Making this mistake was very common in AMX Mod X, where return values were often ill-defined, non-uniform, and coupled with strange tags. Another case of this is through callbacks. SourceMod has a callback that essentially looks like:

Select All Code:
public SomethingHappened(Handle:hndl1, Handle:hndl2, const String:error[], any:data);

The rules for determining an error depend on the inputs and values of hndl1 and hndl2. These are well-defined. However, if you don’t read these rules, or simply ignore them, it’s tempting to just check the contents of error. Unfortunately, the API does not specify that checking the error buffer is a valid method of checking for an error, and your assumption could potentially lead to a bug.

Conclusion: If a function has a return value that definitively determines success or failure, use it. Don’t rely on testing values that are merely secondary in the failure process.

Backwards Compatibility Means Bugs Too

Sometimes backwards compatibility means preserving bugs. When working on AMX Mod X 1.8.0, we found a very nasty bug in the code for creating new-menus.
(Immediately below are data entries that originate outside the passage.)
PR #9189, opened 2026-07-20
fix(plugins): filter Linear auto-import by current cycle

mdeix:
## Problem

Linear auto-import currently imports all assigned open issues. Users who work primarily from Linear cycles need a way to limit auto-imported backlog items to issues from the current active cycle.

## Solution

Add an advanced Linear plugin checkbox: “Only auto-import issues from current cycle”.

When enabled, the Linear GraphQL search query includes:

`cycle: { isActive: { eq: true } }`

When disabled or unset, no cycle filter is sent, so existing behavior remains unchanged. The option is disabled by default via absent/falsy plugin config.

## Type of Change

- [x] Bug fix
- [x] New feature
- [ ] Breaking change
- [ ] Refactoring
- [ ] Documentation
- [ ] Other (please describe)

## Checklist

For the unchecked items, keep them unchecked unless you also ran broader tests or decide docs/wiki updates are needed.

### DIFF
--- a/packages/plugin-dev/linear-issue-provider/i18n/en.json
+++ b/packages/plugin-dev/linear-issue-provider/i18n/en.json
@@ -3,6 +3,7 @@
     "API_KEY": "API Key",
     "TEAM_ID": "Team ID (optional, filter to a specific team)",
     "PROJECT_ID": "Project ID (optional, filter to a specific project)",
+    "AUTO_IMPORT_CURRENT_CYCLE_ONLY": "Only auto-import issues from current cycle",
     "HOW_TO_GET_TOKEN": "Get your API key"
   },
   "DISPLAY": {
--- a/packages/plugin-dev/linear-issue-provider/src/plugin.ts
+++ b/packages/plugin-dev/linear-issue-provider/src/plugin.ts
@@ -20,6 +20,7 @@ interface LinearConfig {
   apiKey?: string;
   teamId?: string;
   projectId?: string;
+  isAutoImportCurrentCycleOnly?: boolean;
 }
 
 interface LinearGraphQLResponse<T = unknown> {
@@ -66,14 +67,15 @@ const t = (key: string): string => {
 };
 
 const SEARCH_ISSUES_QUERY = `
-  query SearchIssues($first: Int!, $team: TeamFilter, $project: NullableProjectFilter) {
+  query SearchIssues($first: Int!, $team: TeamFilter, $project: NullableProjectFilter, $cycle: NullableCycleFilter) {
     viewer {
       assignedIssues(
         first: $first,
         filter: {
           state: { type: { in: ["backlog", "unstarted", "started"] } },
           team: $team,
-          project: $project
+          project: $project,
+          cycle: $cycle
         }
       ) {
         nodes {
@@ -149,6 +151,9 @@ const searchAssignedIssues = async (
   if (cfg.projectId) {
     variables.project = { id: { eq: cfg.projectId } };
   }
+  if (cfg.isAutoImportCurrentCycleOnly) {
+    variables.cycle = { isActive: { eq: true } };
+  }
 
   const data = await graphql<{
     viewer: { assignedIssues: { nodes: LinearRawIssueReduced[] } };
@@ -190,6 +195,12 @@ PluginAPI.registerIssueProvider({
       key: 'projectId',
       type: 'input',
       label: t('CFG.PROJECT_ID'),
+      advanced: true,
+    },
+    {
+      key: 'isAutoImportCurrentCycleOnly',
+      type: 'checkbox' as const,
+      label: t('CFG.AUTO_IMPORT_CURRENT_CYCLE_ONLY'),
       advanced: true,
     },
   ],


johannesjo:
Thanks for the PR, and welcome! 👋 The underlying need is legitimate and the GraphQL is correct — I verified the query against Linear's actual schema. But there's one blocking issue: the filter is applied in the wrong place, so it silently breaks manual issue search.

## 🔴 Blocking: the "auto-import" filter also filters manual search

`searchAssignedIssues` has **two** callers:

- `searchIssues` (line 222) — manual search in the add-task bar / issue panel
- `getNewIssuesForBacklog` (line 291) — auto-import

The cycle filter is added inside the shared helper, so it applies to **both** — even though the config key (`isAutoImportCurrentCycleOnly`) and the label ("Only **auto-import** issues from current cycle") promise auto-import only.

What a user hits:

1. Enables the checkbox → auto-import correctly narrows to the active cycle ✅
2. Later wants to attach a specific backlog issue (not in a cycle) to a task, types its ID into the add-task bar
3. **No result. No error. No explanation.**

Manual search is exactly the escape hatch for the issues auto-import now excludes, so filtering it defeats the purpose of narrowing auto-import in the first place.

This also runs against an explicit decision on #7674 — the same request ("filter auto-import by iteration/sprint") for Azure DevOps:

> **Keep it to auto-import only for now — search uses a separate query in Jira too, and that's out of scope here.**

Every existing provider follows that split, and the distinction is consistent: **generic-scope settings apply to both paths; auto-import-scoped settings apply only to auto-import.**

| Provider | Auto-import-only setting | Applied in |
|---|---|---|
| Jira | `autoAddBacklogJqlQuery` | `findAutoImportIssues$` only (`jira-api.service.ts:233`) |
| Azure DevOps | `autoImportWiql` | `backlogQuery()` → `getNewIssuesForBacklog` only (`plugin.ts:194`, `:333`) |
| GitHub | `backlogQuery` | `getNewIssuesForBacklog` only (`plugin.ts:295`) — note `includePullRequests`, which *is* generic, applies to both |

The Linear plugin's own `teamId` / `projectId` are on the generic side of that line, and their labels say so ("filter to a specific team") — which is why they correctly apply to both.

### Suggested fix

Thread the flag through so only auto-import sets it:

```ts
const searchAssignedIssues = async (
  cfg: LinearConfig,
  http: PluginHttp,
  opts: { searchTerm?: string; isCurrentCycleOnly?: boolean } = {},
): Promise<PluginSearchResult[]> => {
  const variables: Record<string, unknown> = { first: 50 };
  // ... teamId / projectId unchanged ...
  if (opts.isCurrentCycleOnly) {
    variables.cycle = { isActive: { eq: true } };
  }
  // ... use opts.searchTerm for the client-side term filter ...
};
```

with:

```ts
searchIssues(searchTerm, config, http) {
  return searchAssignedIssues(config as unknown as LinearConfig, http, { searchTerm });
},

getNewIssuesForBacklog(config, http) {
  const cfg = config as unknown as LinearConfig;
  return searchAssignedIssues(cfg, http, {
    isCurrentCycleOnly: !!cfg.isAutoImportCurrentCycleOnly,
  });
},
```

(A 4th positional `isCurrentCycleOnly = false` param works too if you prefer a smaller diff — the options object just keeps the signature at three.)

<sub>_Alternative, if you'd rather not thread anything:_ relabel it as a general filter ("Only show issues from the current cycle") and drop `AutoImport` from the key, matching how `teamId`/`projectId` behave. It's a smaller change, but I'd recommend against it — it removes the manual escape hatch, and #7674 already settled this direction.</sub>

## ✅ What checks out

I verified the query against Linear's real schema (extracted the type definitions from `@linear/sdk@88.2.0` rather than relying on docs):

- `viewer.assignedIssues(filter:)` takes `IssueFilter` ✅
- `IssueFilter.cycle: NullableCycleFilter` ✅ — the declared variable type is right
- `NullableCycleFilter.isActive: BooleanComparator`, and `BooleanComparator.eq: Boolean` ✅

**Backward compatibility is genuinely safe.** Per the GraphQL spec, an input-object field whose value is an unprovided variable is omitted from the coerced filter rather than passed as `null` — so `cycle: $cycle` with no `$cycle` is a true no-op. And this isn't just theory here: `$team` and `$project` in the same query already depend on exactly that behaviour, and they've been live since v18.10.0.

Also fine: `checkbox` and `advanced` are valid `PluginFormField` members, only `en.json` was touched (correct — other locales are generated), and there's no committed plugin bundle needing a rebuild.

## Minor

1. **A test would be worth it** — especially once the fix above creates a behavioural distinction (auto-import filtered, search *not* filtered) that's easy to regress silently. `azure-devops-issue-provider/src/plugin.spec.ts` is the pattern to copy: it captures the exact query auto-import sends. Fair warning on cost: the Linear plugin has no `test` script yet and isn't in the `PLUGINS` array in `.github/workflows/plugin-tests.yml`, so this means a vitest devDep (per-plugin devDeps are explicitly allowed), a `test` script, and one workflow line. Recommended, not blocking.
2. **Add a `description` to the field.** Issues in *no* cycle are excluded too — a real consequence worth spelling out, the way Azure's `AUTO_IMPORT_WIQL_DESC` does.
3. **`type: 'checkbox' as const`** — the `as const` isn't needed (contextual typing from `IssueProviderPluginDefinition` covers it), and none of the sibling fields use it.
4. **Commit type** — this is `feat(plugins)` rather than `fix(plugins)`; nothing is currently broken. The PR description also has a stray trailing line ("For the unchecked items, keep them unchecked unless…") that looks accidental.
5. The branch is a little behind `master` — no conflicts, nothing else touches this plugin.

## One question

Is there an issue behind this? The concept is well-precedented (#7674 is the same ask for Azure DevOps and was accepted), and since the Linear plugin already has two advanced auto-import narrowing fields this extends an existing building block rather than adding a new surface — so I think it earns its place. But it'd help to have a linked issue showing demand beyond a single user, which is the usual bar for a new setting here.

Nice, tight change overall — fix the auto-import scoping and this is close to mergeable.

For the unfamiliar, new-menus are a replacement for the original menu code (now dubbed “old-menus”). They were designed to be much simpler to use, though the basics are similar:

  • menu_create() binds a new-menu to a new-menu callback.
  • register_menucmd() binds an old-menu to an old-menu callback.

The two callbacks are very different: new-menu callbacks have three parameters (menu, client, item). Old-menu callbacks have two parameters (client, keypress). They are mutually exclusive.

Yet, there was a serious, accidental bug in AMX Mod X 1.7x — menu_create called register_menucmd on the same callback it used for its own callback. Effectively, your new-menu callback could receive random, invalid data because it was being invoked as an old-menu handler and a new-menu handler. This created almost untraceable and inexplicable bugs in a few plugins that had ventured into new-menu territory.

Needless to say, the code was removed very fast. Then when it came time to beta test 1.8.0, we received two reports that a specific plugin had stopped working. One of its menus was broken. After successfully reproducing the problem, I opened the plugin’s source code and found why.

The plugin was calling menu_create on callback X. However, it never called any of the other relevant new-menu functions. Instead, it used old-menus to actually draw and display the menu. Effectively, the author had replaced register_menucmd with menu_create. He probably intended to rewrite the rest of his code as well, but forgot. After all, his functionality continued to work as normal! So when AMX Mod X 1.8.0 removed this bug, his plugin broke.

Deciding whether to insert backward compatibility shims is always tough. Generally, we always want plugins to work on future versions, no matter what. There is a rough checklist I went through.

  • How many plugins are affected by the change? One.
  • How many people are affected by the change? 100-200. Punishing one author punishes all of these users.
  • How much code exists that is affected by the change? Unknown, assumed minimal.
  • Is the compatibility change a design decision, or a bug fix? How severe? Severe bug fix.
  • Is the break occurring from valid API usage or invalid API usage? If invalid, is it a mistake that is pervasive? Invalid usage localized to one line in one plugin.
  • Is backwards compatibility possible? No, the flaw is too severe to revert in any form.
  • Are any of the affected plugins no longer being maintained? No.

Given the above checklist, we decided to allow for this one plugin to receive reverted functionality. menu_create will call register_menucmd if and only if the plugin matches X and the plugin’s version matches Y. We notified the author saying, “if you release version Y+1, it will break on future AMX Mod X versions, so you will want to fix it.”

The conclusion: backwards compatibility sometimes means preserving bugs. Unfortunately, this gives new meaning to bugs being “undocumented features.” In the end, choosing whether to preserve bugs (or indeed any compatibility) depends on how many users you want to affect and how badly you want to affect them.